* **WHAT YOU WILL DO**
Without omitting anything, copy the data exactly.
BEGIN DATASET ENTRIES
PR #534, opened 2024-07-30
NO_JIRA: do not grow test delay

Pawel-608:
imo this is better approach because:
`+` you can predict how much time test needs pretty accurately
`+` it does not slow down tests that much if they are failing

`-` might need some adjustments of delay in some test


mpichura (approved):
LGTM

PR #546, opened 2024-08-01
ACS-8505: Revert docker-compose run for CreateNodeE2eTest

krdabrowski:
https://hyland.atlassian.net/browse/ACS-8505


prediction-applier/src/main/java/org/alfresco/hxi_connector/prediction_applier/repository/NodesClient.java
```diff
@@ -110,6 +111,7 @@ public void configure()
             .when(header(HTTP_RESPONSE_CODE).isNotEqualTo(String.valueOf(EXPECTED_STATUS_CODE)))
                 .process(this::throwExceptionOnUnexpectedStatusCode)
             .otherwise()
+                .log(DEBUG, log, "Node updated successfully - Headers: ${headers}, Body: ${body}")
```
mpichura, line 114: I'm not sure if we should log message headers/body at `debug` level - they may contain sensitive information (I am not sure if we should log that at all, but if so - maybe at `trace`)
Besides that - should we delete/change log message 3 lines lower?

mpichura (approved):
Great job. I had one remark about logging. 
Also - I'm thinking whether we should or not keep `docker-compose-minimal.yml` (I tend to use it from time to time when I don't need full env with UI), WDYT?

prediction-applier/src/main/java/org/alfresco/hxi_connector/prediction_applier/repository/NodesClient.java
krdabrowski: This was temporary solution to investigate logs - it's already fixed.
I can revert the minimal d-c file 🤔

krdabrowski: Minimal d-c file has been restored, but in a minimalist version - with references to main d-c setup

PR #547, opened 2024-08-01
ACS-8464 user agent header in hxinsight JAMP

mpichura:
Also abstracting ACS version retrieval.


hxinsight-extension/src/main/resources/alfresco/module/alfresco-hxinsight-connector-hxinsight-extension/context/service-context.xml
```diff
@@ -174,4 +174,15 @@
     <bean class="org.alfresco.hxi_connector.hxi_extension.rest.api.QuestionFeedbackRelation">
         <constructor-arg name="hxInsightClient" ref="hxInsightClient"/>
     </bean>
+
+    <bean id="acsRepositoryInformation" class="org.alfresco.hxi_connector.hxi_extension.service.AcsRepositoryInformation">
+        <constructor-arg name="descriptorService" ref="DescriptorService"/>
+    </bean>
+    <bean id="hxiApplication" class="org.alfresco.hxi_connector.common.config.properties.Application">
```
krdabrowski, line 181: The bean name (and also property bellow) is confusing for me - I assume it's connector version, not some HxI AI app version

krdabrowski (approved):
LGTM, I have only one remark

damianujma (approved):
LGTM.

hxinsight-extension/src/main/resources/alfresco/module/alfresco-hxinsight-connector-hxinsight-extension/context/service-context.xml
mpichura: Changed - hopefully new names are better suiting and less confusing.

aonych (approved):

hxinsight-extension/src/main/java/org/alfresco/hxi_connector/hxi_extension/service/HxInsightClient.java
END DATASET ENTRIES
* **TASK ANSWER**
PR #534, opened 2024-07-30
NO_JIRA: do not grow test delay

Pawel-608:
imo this is better approach because:
`+` you can predict how much time test needs pretty accurately
`+` it does not slow down tests that much if they are failing

`-` might need some adjustments of delay in some test


mpichura (approved):
LGTM

PR #546, opened 2024-08-01
ACS-8505: Revert docker-compose run for CreateNodeE2eTest

krdabrowski:
https://hyland.atlassian.net/browse/ACS-8505


prediction-applier/src/main/java/org/alfresco/hxi_connector/prediction_applier/repository/NodesClient.java
```diff
@@ -110,6 +111,7 @@ public void configure()
             .when(header(HTTP_RESPONSE_CODE).isNotEqualTo(String.valueOf(EXPECTED_STATUS_CODE)))
                 .process(this::throwExceptionOnUnexpectedStatusCode)
             .otherwise()
+                .log(DEBUG, log, "Node updated successfully - Headers: ${headers}, Body: ${body}")
```
mpichura, line 114: I'm not sure if we should log message headers/body at `debug` level - they may contain sensitive information (I am not sure if we should log that at all, but if so - maybe at `trace`)
Besides that - should we delete/change log message 3 lines lower?

mpichura (approved):
Great job. I had one remark about logging. 
Also - I'm thinking whether we should or not keep `docker-compose-minimal.yml` (I tend to use it from time to time when I don't need full env with UI), WDYT?

prediction-applier/src/main/java/org/alfresco/hxi_connector/prediction_applier/repository/NodesClient.java
krdabrowski: This was temporary solution to investigate logs - it's already fixed.
I can revert the minimal d-c file 🤔

krdabrowski: Minimal d-c file has been restored, but in a minimalist version - with references to main d-c setup

PR #547, opened 2024-08-01
ACS-8464 user agent header in hxinsight JAMP

mpichura:
Also abstracting ACS version retrieval.


hxinsight-extension/src/main/resources/alfresco/module/alfresco-hxinsight-connector-hxinsight-extension/context/service-context.xml
```diff
@@ -174,4 +174,15 @@
     <bean class="org.alfresco.hxi_connector.hxi_extension.rest.api.QuestionFeedbackRelation">
         <constructor-arg name="hxInsightClient" ref="hxInsightClient"/>
     </bean>
+
+    <bean id="acsRepositoryInformation" class="org.alfresco.hxi_connector.hxi_extension.service.AcsRepositoryInformation">
+        <constructor-arg name="descriptorService" ref="DescriptorService"/>
+    </bean>
+    <bean id="hxiApplication" class="org.alfresco.hxi_connector.common.config.properties.Application">
```
krdabrowski, line 181: The bean name (and also property bellow) is confusing for me - I assume it's connector version, not some HxI AI app version

krdabrowski (approved):
LGTM, I have only one remark

damianujma (approved):
LGTM.

hxinsight-extension/src/main/resources/alfresco/module/alfresco-hxinsight-connector-hxinsight-extension/context/service-context.xml
mpichura: Changed - hopefully new names are better suiting and less confusing.

aonych (approved):

hxinsight-extension/src/main/java/org/alfresco/hxi_connector/hxi_extension/service/HxInsightClient.java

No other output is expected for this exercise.